4+ years of experience in data science (investment firm, data analytics firm, or software firm).
Strong Python skills (pandas/numpy/scipy/statsmodels) and Flask/Django, Tableau, Streamlit, or similar for application development
SQL proficiency and experience with data warehouses, specifically Snowflake (or equivalent modern warehouse experience with a quick ramp to Snowflake).
Familiarity with search/RAG, embeddings, vector databases, and evaluation of LLM systems.
Experience with cloud tooling and orchestration (e.g., Airflow/dbt) and versioning practices (Git).
Strong foundation in statistics / inference (e.g. Bayesian inference, regression, experimental design / quasi-experimental thinking).
Experience in fundamental investing workflows (healthcare a plus, not required).
Proactive, eager to learn; comfortable partnering with demanding end-users (PMs/analysts) and iterating quickly.

Responsibilities

Inventory, evaluate, and integrate internal and vendor datasets into usable, well-documented research-ready data assets with strong data quality controls.
Develop reusable data models, metrics, and entity mapping (e.g., company/product/provider mapping, time-series alignment, cross-dataset joins).
Translate PM/analyst questions into structured analyses and empirical tests; deliver conclusions clearly with caveats and sensitivities.

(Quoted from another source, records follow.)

PR #11115, opened 2021-12-20
auth: lmdb: fix records removal in deleteDomain()

### LINKED ISSUE #11114: lmdb: deleting secondary zone does not delete records from lmdb
- Program: Authoritative
 - Issue type: Bug report

### Short description
Deleting a secondary zone does not delete associated records. After deleting a secondary zone and creating a new one, the new secondary zone is populated with the records of the deleted zone.

### Environment

 - Operating system: Docker
 - Software version:  4.6
 - Software source: tested with docker images provided by powerdns via docker hub (tested both powerdns/pdns-auth-45:latest and powerdns/pdns-auth-46:latest)

### Steps to reproduce

1. Create a new zone on the primary, set ALLOW-AXFR-FROM and add some records, raise serial
2. Create the same zone on the secondary: `pdnsutil create-secondary-zone domain ip`
3. Make sure the zone is transferred to the secondary
4. Remove the zone on the secondary: `pdnsutil delete-zone domain`
5. Create a new zone on the secondary: `pdnsutil create-secondary-zone otherdomain ip`
6. List the newly created zone on the secondary: `pdnsutil list-zone otherdomain`

### Expected behaviour
An empty zone should be returned on step 7

### Actual behaviour
The records of the previously deleted zone appear in the newly created zone.

A zone transfer might not fix it, as the serial might be lower than that of the newly created zone on the primary.

### Other information
This only works when you delete the most recently added domain on the secondary, so it looks like the records remain in the database, pointing to the id the deleted domain used to have.

Also, this only seems to work on secondary zones, couldn't reproduce this behaviour with for primary/native zones.

Used the following docker-compose.yml and minimal pdns configs:
https://github.com/cedricdubois/pdns-auth-test

mind04:
fixes #11114

### Checklist
I have:
- [x] compiled this code
- [x] tested this code
- [ ] documented the code

### DIFF
--- a/modules/lmdbbackend/lmdbbackend.cc
+++ b/modules/lmdbbackend/lmdbbackend.cc
@@ -648,16 +648,7 @@ bool LMDBBackend::deleteDomain(const DNSName& domain)
   }
 
   doms.del(id);
-  compoundOrdername co;
-  string match = co(id);
-
-  auto cursor = txn->txn->getCursor(txn->db->dbi);
-  MDBOutVal key, val;
-  if (!cursor.find(match, key, val)) {
-    do {
-      cursor.del();
-    } while (!cursor.next(key, val) && key.get<StringView>().rfind(match, 0) == 0);
-  }
+  deleteDomainRecords(*txn, id);
 
   if (needCommit)
     txn->txn->commit();


RobinGeuze:
Could potentially use a test case. Also might be good to build a pdnsutil function to clean up stuff from existing bad databases?

rgacogne (commented):
Am I correctly understanding that the fix is that we need to do a range-based lookup because we will not have an exact match since the key is a composite one, containing the domain ID, the record name and type?
If so that change looks good to me.

mind04:
> Am I correctly understanding that the fix is that we need to do a range-based lookup because we will not have an exact match since the key is a composite one, containing the domain ID, the record name and type?

You are right, this was the problem.

rgacogne (approved):

PR #11124, opened 2021-12-22
rec: enable recursor regression tests using tsan

omoerbeek:
### Short description

Some modifications were needed to make tsan work for rec regression test:
- Update `numberOfDistributedQueries` only from the thread itself
- Do not `use boost::format` (it calls into locale handling code that does not seem to be thread-safe)
- Stop printing periodic stats (they are racey, but we do not care)

Survived a couple of test runs here.

### Checklist

I have:
- [X] compiled this code
- [X] tested this code
- [ ] documented the code

### DIFF
--- a/pdns/recursordist/recursor-tsan.supp
+++ b/pdns/recursordist/recursor-tsan.supp
@@ -1,3 +1,2 @@
 # We don't care about stats for now
-race:doStats
 race:g_stats
--- a/pdns/recursordist/recursor-tsan.supp
+++ b/pdns/recursordist/recursor-tsan.supp
@@ -1,2 +1,3 @@
 # We don't care about stats for now
+race:doStats
 race:g_stats
--- a/pdns/syncres.cc
+++ b/pdns/syncres.cc
@@ -104,6 +104,19 @@ int SyncRes::s_event_trace_enabled;
 
 #define LOG(x) if(d_lm == Log) { g_log <<Logger::Warning << x; } else if(d_lm == Store) { d_trace << x; }
 
+// A helper function to print a double with specific precsision
+// Not using boost::format since it is not thread safe while calling into locale handling code according to tsan
+// This allocates a string, but that's nothing compared to what boost::format is doing
+static inline std::string fmtfloat(const char* fmt, double f)
+{
+  char buf[20];
+  int ret = snprintf(buf, sizeof(buf), fmt, f);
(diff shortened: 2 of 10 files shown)


pdns/syncres.cc
```diff
@@ -104,6 +104,21 @@ int SyncRes::s_event_trace_enabled;
 
 #define LOG(x) if(d_lm == Log) { g_log <<Logger::Warning << x; } else if(d_lm == Store) { d_trace << x; }
 
+// A helper function to print a double with specific printf format.
+// Not using boost::format since it is not thread safe while calling
+// into locale handling code according to tsan.
+// This allocates a string, but that's nothing compared to what
+// boost::format is doing and maybe even gets optimized away anyway.
```
jsoref, line 111:
```suggestion
// boost::format is doing and may even be optimized away anyway.
```

pdns/syncres.cc
```diff
@@ -104,6 +104,21 @@ int SyncRes::s_event_trace_enabled;
...
+// This allocates a string, but that's nothing compared to what
+// boost::format is doing and may even be optimized away anyway.
+static inline std::string fmtfloat(const char* fmt, double f)
+{
+  char buf[20];
+  int ret = snprintf(buf, sizeof(buf), fmt, f);
+  if (ret < 0 || ret >= static_cast<int>(sizeof(buf))) {
+    return "?";
+  }
+  return std::string(buf, strlen(buf));
```
rgacogne, line 119: Perhaps we could use `ret` instead of calling `strlen` ?

pdns/recursordist/recursor-tsan.supp
```diff
@@ -1,3 +1,2 @@
 # We don't care about stats for now
-race:doStats
```
rgacogne, line 2: I guess we don't need that anymore because we set `statistics-interval=0`? In that case I would prefer keeping the suppression though, as the suppression file might be used outside of the regression tests. I, for one, use it when I run with TSAN support enabled :)

rgacogne (approved):
Nice, looks good to me! Do you know if the code that is not run anymore because of `statistics-interval=0` is tested in any other way?

pdns/recursordist/recursor-tsan.supp
omoerbeek: Will do, but in some case TSAN was not able to produce the correct backtrace, so the suppression of `doStats` did not work (as it is dependent on a proper unwinding of the stack).

PR #11126, opened 2021-12-22
dnsdist: add newThread() function (experimental, subject to change)

Habbie:
### Checklist

I have:
- [x] compiled this code
- [x] tested this code
- [x] documented the code

### DIFF
--- a/pdns/dnsdist-lua.cc
+++ b/pdns/dnsdist-lua.cc
@@ -264,6 +264,40 @@ void checkParameterBound(const std::string& parameter, uint64_t value, size_t ma
   }
 }
 
+static void LuaThread(const std::string code)
+{
+  LuaContext l;
+  // submitToMainThread is camelcased, threadmessage is not.
+  // This follows our tradition of hooks we call being lowercased but functions the user can call being camelcased.
+  l.writeFunction("submitToMainThread", [](std::string cmd, std::unordered_map<std::string, std::string> data) {
+    auto lua = g_lua.lock();
+    // maybe offer more than `void`
+    auto func = lua->readVariable<boost::optional<std::function<void(std::string cmd, std::unordered_map<std::string, std::string> data)>>>("threadmessage");
+    if (func) {
+      func.get()(cmd, data);
+    }
+    else {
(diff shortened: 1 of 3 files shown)


pdns/dnsdist-lua.cc
```diff
@@ -264,6 +264,40 @@ void checkParameterBound(const std::string& parameter, uint64_t value, size_t ma
...
+      errlog("luathread called submitToMainThread but no threadmessage receiver is defined");
+    }
+  });
+
+  // function threadmessage(data) print("got thread data:") for k,v in pairs(data) do print(k,v) end end
+
+  for (;;) {
+    try {
+      l.executeCode(code);
+      errlog("luaThread exited, restarting in 5 seconds");
```
rgacogne, line 289: I wonder if it would make sense to make that behaviour optional, so that a Lua thread can actually exit when it's done?

rgacogne (commented):
Looks good, could use some documentation :-)

pdns/dnsdist-lua.cc
Habbie: I also wondered that!

regression-tests.dnsdist/test_Lua.py
```diff
@@ -0,0 +1,42 @@
...
+      while true
+      do
+          socket.sleep(1)
+          submitToMainThread("setCounter", {i=i})
+          i = i + 1
+      end
+    ]==])
+
+    counter = 0
+    function threadmessage(cmd, data)
```
rgacogne, line 29: Just a nit but perhaps it would be better to define that function before calling `newThread()`? It does not matter here before the background thread will sleep for one second which should be enough for us to return, though.

rgacogne (approved):

regression-tests.dnsdist/test_Lua.py
Habbie: I'll fix that

Habbie: pushed

rgacogne:
CI failure is unrelated (usual `Basics: test if addAction accepts a DNSName` response getting lost in flight).

PR #13442, opened 2023-11-01
Kill a bunch of warnings emitted by clang

omoerbeek:
A few are coming from boost, I disabled those by adding #pragma's. Ugly but I see no other way. It appears boost is not interested in fixing them, as they are present already for a very long time: https://github.com/boostorg/accumulators/issues/32

Als go back to the standard `do {... } while (0)` idiom for the `SLOG` macro, which exposed a few calls without trailing semicolon.

### Checklist

I have:
- [X] compiled this code
- [X] tested this code
- [ ] documented the code


rgacogne (approved):

modules/geoipbackend/geoipbackend.cc
```diff
@@ -34,7 +34,10 @@
 #include <fstream>
 #include <filesystem>
 #include <utility>
+#pragma clang diagnostic push
+#pragma clang diagnostic ignored "-Wshadow"
 #include <yaml-cpp/yaml.h>
+#pragma clang diagnostic pop
```
fredmorcos, line 40: GCC warns about these.

PR #13445, opened 2023-11-02
dnsdist: Fix Coverity CID 1523748: Performance inefficiencies in dolog.hh

rgacogne:
Coverity reports:
```
Performance inefficiencies (COPY_INSTEAD_OF_MOVE): "args" is
passed-by-value as parameter to "dolog" when it could be moved instead.
```
This PR implements perfect forwarding for the variadic template parameters of DNSdist's logging methods to address it, even though the performance of these functions should not matter much.

### Checklist

I have:
- [x] compiled this code
- [x] tested this code
- [ ] documented the code

### DIFF
--- a/pdns/dolog.hh
+++ b/pdns/dolog.hh
@@ -58,7 +58,7 @@ inline void dolog(std::ostream& os, const char*s)
 }
 
 template<typename T, typename... Args>
-void dolog(std::ostream& os, const char* s, T value, Args&&... args)
+void dolog(std::ostream& os, const char* s, T value, const Args&... args)
 {
   while (*s) {
     if (*s == '%') {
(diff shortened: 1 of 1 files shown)


omoerbeek:
I'm a bit worried this approach would introduce "use after move" cases for logged value. Maybe a const ref type for `args` is a better safe approach?

rgacogne:
> I'm a bit worried this approach would introduce "use after move" cases for logged value. Maybe a const ref type for `args` is a better safe approach?

It shouldn't unless we start moving values passed to the log functions, unless I'm mistaken? But I agree that this doesn't really make sense for `args` to be mutable, so I'll try the approach you are suggesting!

rgacogne:
Done

omoerbeek:
> > I'm a bit worried this approach would introduce "use after move" cases for logged value. Maybe a const ref type for `args` is a better safe approach?
> 
> It shouldn't unless we start moving values passed to the log functions, unless I'm mistaken? But I agree that this doesn't really make sense for `args` to be mutable, so I'll try the approach you are suggesting!

Right, if the callers takes care it should not be a problem. But it's an easy to make mistakes (and compiler/linters are not always warning agains tjis in all cases.

omoerbeek (approved):

PR #13446, opened 2023-11-03
rec: for structured logging always log addresses including port

omoerbeek:
As documented. The way this is done is by defined a specific log function if SL is used. Could potentially be used for other cases.

### Checklist

I have:
- [X] compiled this code
- [X] tested this code
- [ ] documented the code

### DIFF
--- a/pdns/logging.hh
+++ b/pdns/logging.hh
@@ -69,7 +69,7 @@ struct is_to_string_available<T, std::void_t<decltype(std::to_string(std::declva
 {
 };
 
-// Same mechanism for t.toLogString()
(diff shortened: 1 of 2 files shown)


pdns/logging.hh
```diff
@@ -69,7 +69,7 @@ struct is_to_string_available<T, std::void_t<decltype(std::to_string(std::declva
 {
 };
 
-// Same mechanism for t.toLogString()
+// Same mechanism for t.toLogString() and t.toStucturedLogString()
```
rgacogne, line 72:
```suggestion
// Same mechanism for t.toLogString() and t.toStructuredLogString()
```

rgacogne (approved):

PR #13468, opened 2023-11-08
rec: fix ubsan error: using a value of 80 for bool

omoerbeek:
This is due to an unititalizded value, since the CXX code does not generate constructors for structs.

`fix settings/cxxsupport.cc:525:40: runtime error: load of value 80, which is not a valid value for type 'bool'`

Mostly harmless

### Checklist

I have:
- [X] compiled this code
- [X] tested this code
- [ ] documented the code


rgacogne (approved):
Looks good to me. I see the same construct on line 621 which might need the same fix.

rgacogne (approved):

PR #13483, opened 2023-11-13
When all NS IPs are throttled, there is a problem with the recursor's cachehit calculation.

zjs604381586:
### Short description

When all NS IPs are throttled, there is a problem with the cachehit calculation of recursorcache. When res is RCode::ServFail, the hit statistics of the recursor cache should also be cachemiss, not cachehit.
### Checklist

I have:
- [x] compiled this code
- [x] tested this code
- [ ] documented the code


pdns/recursordist/pdns_recursor.cc
```diff
@@ -1846,7 +1846,7 @@ void startDoResolve(void* arg) // NOLINT(readability-function-cognitive-complexi
     }
 
     if (comboWriter->d_mdp.d_header.opcode == static_cast<unsigned>(Opcode::Query)) {
-      if (resolver.d_outqueries != 0 || resolver.d_authzonequeries != 0) {
+      if (res == RCode::ServFail || resolver.d_outqueries != 0 || resolver.d_authzonequeries != 0) {
```
rgacogne, line 1849: While I agree with that the current behaviour is not right, we cannot simply rely on the rcode. We do serve `ServFail` answers from the cache, for example when a DNSSEC proof is broken, so a `ServFail` is not always a cache miss.

omoerbeek: Indeed, will look into a better condition. 

Also a nte to @zjs604381586: we prefer PRs that do not contain merge commits Start with a clean, up-to-date master, branch and only add commits relevant to the fix. Then use the branch to submit the PR.

zjs604381586: > Indeed, will look into a better condition.
> 
> Also a nte to @zjs604381586: we prefer PRs that do not contain merge commits Start with a clean, up-to-date master, branch and only add commits relevant to the fix. Then use the branch to submit the PR.

I see, thank you

omoerbeek:
Superseded by #13497 which has (I think) the proper fix and no spurious commits.

zjs604381586:
> Superseded by #13497 which has (I think) the proper fix and no spurious commits.

Great, this modification looks good

zjs604381586:
@omoerbeek There is another question. If we only determine the number of **d_throttledqueries**, when the **query blocked by 'dont-query'** is triggered in **SyncRes::throttledOrBlocked()** function, do we need to perform the operation of **d_throttledqueries++**?

PR #13485, opened 2023-11-13
Add `pdns::visit_directory()`, wrapping opendir/readdir/closedir

rgacogne:
### Short description

Follow-up to #13191 

### Checklist

I have:
- [x] compiled this code
- [ ] tested this code
- [ ] documented the code

### DIFF
--- a/pdns/dnsbackend.cc
+++ b/pdns/dnsbackend.cc
@@ -112,7 +112,6 @@ vector<string> BackendMakerClass::getModules()
 
 void BackendMakerClass::load_all()
 {
-  // TODO: Implement this?
   auto directoryError = pdns::visit_directory(arg()["module-dir"], [this]([[maybe_unused]] ino_t inodeNumber, const std::string_view& name) {
     if (boost::starts_with(name, "lib") &&
         name.size() > 13 &&
--- a/pdns/dnsbackend.cc
+++ b/pdns/dnsbackend.cc
@@ -113,21 +113,16 @@ vector<string> BackendMakerClass::getModules()
 void BackendMakerClass::load_all()
 {
   // TODO: Implement this?
-  auto dir = std::unique_ptr<DIR, decltype(&closedir)>(opendir(arg()["module-dir"].c_str()), closedir);
-  if (!dir) {
-    g_log<<Logger::Error<<"Unable to open module directory '"<<arg()["module-dir"]<<"'"<<endl;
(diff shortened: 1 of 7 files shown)


pdns/dnsbackend.cc
```diff
@@ -113,21 +113,16 @@ vector<string> BackendMakerClass::getModules()
 void BackendMakerClass::load_all()
 {
   // TODO: Implement this?
```
fredmorcos, line 115: Is this a leftover that can now be removed?

pdns/misc.cc
```diff
@@ -1745,3 +1740,26 @@ bool constantTimeStringEquals(const std::string& a, const std::string& b)
...
 }
+
+namespace pdns
+{
+std::optional<std::string> visit_directory(const std::string& directory, const std::function<bool(ino_t inodeNumber, const std::string_view& name)>& visitor)
+{
+  auto dirHandle = std::unique_ptr<DIR, decltype(&closedir)>(opendir(directory.c_str()), closedir);
+  if (!dirHandle) {
+    auto err = errno;
+    return std::string("Error opening directory '" + directory + "': " + stringerror(err));
```
fredmorcos, line 1751: I would prefer to throw an exception with an object that contains the error message extracted from `errno` using `pdns::getMessageFromErrno()` directly.

pdns/dnsbackend.cc
rgacogne: I have no idea :-/ @Habbie, do you have any clue for us?

pdns/misc.cc
rgacogne: I find it hard to make the right choice between returning a potential error or throwing an exception. In that case I opted for the former because most callers seem to expect the directory not to exist, or not to be readable, so I felt that returning the error was better than forcing the caller to wrap the call in a `try .. catch` block, but I think it really is a matter of taste.

pdns/dnsbackend.cc
Habbie: There used to be `#ifndef WIN32` below this comment. My best guess is that the comment refers to implementing it for Windows.

Even if I'm wrong, clearly "this" is implemented, and the comment can go :-)

rgacogne: Great, thanks a lot! I just pushed a commit removing the comment :)

PR #13497, opened 2023-11-16
rec: take into account throttled queries when determining if we had a cachehit

omoerbeek:
Problem spotted by @zjs604381586 in #13483, though proposed fix was not correct.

Apply statistics and econometrics (e.g., regressions, Bayesian methods, hypothesis testing, causal/Quasi-causal thinking) to evaluate signals and explain drivers.
Build monitoring and diagnostics for data drift, signal decay, and regime changes.
Prototype and productionize AI-enabled research process (e.g., summarization, extraction, classification, search, analyst copilots) and workflows with clear evaluation criteria (accuracy, hallucination risk, latency, cost, auditability).
Establish best practices for prompts, retrieval-augmented generation (RAG), tool use, and governance (PII, compliance, model risk).
Build lightweight internal tools and interfaces that make data and insights easy to consume (e.g., Flask/Django, dashboards, notebooks, Tableau).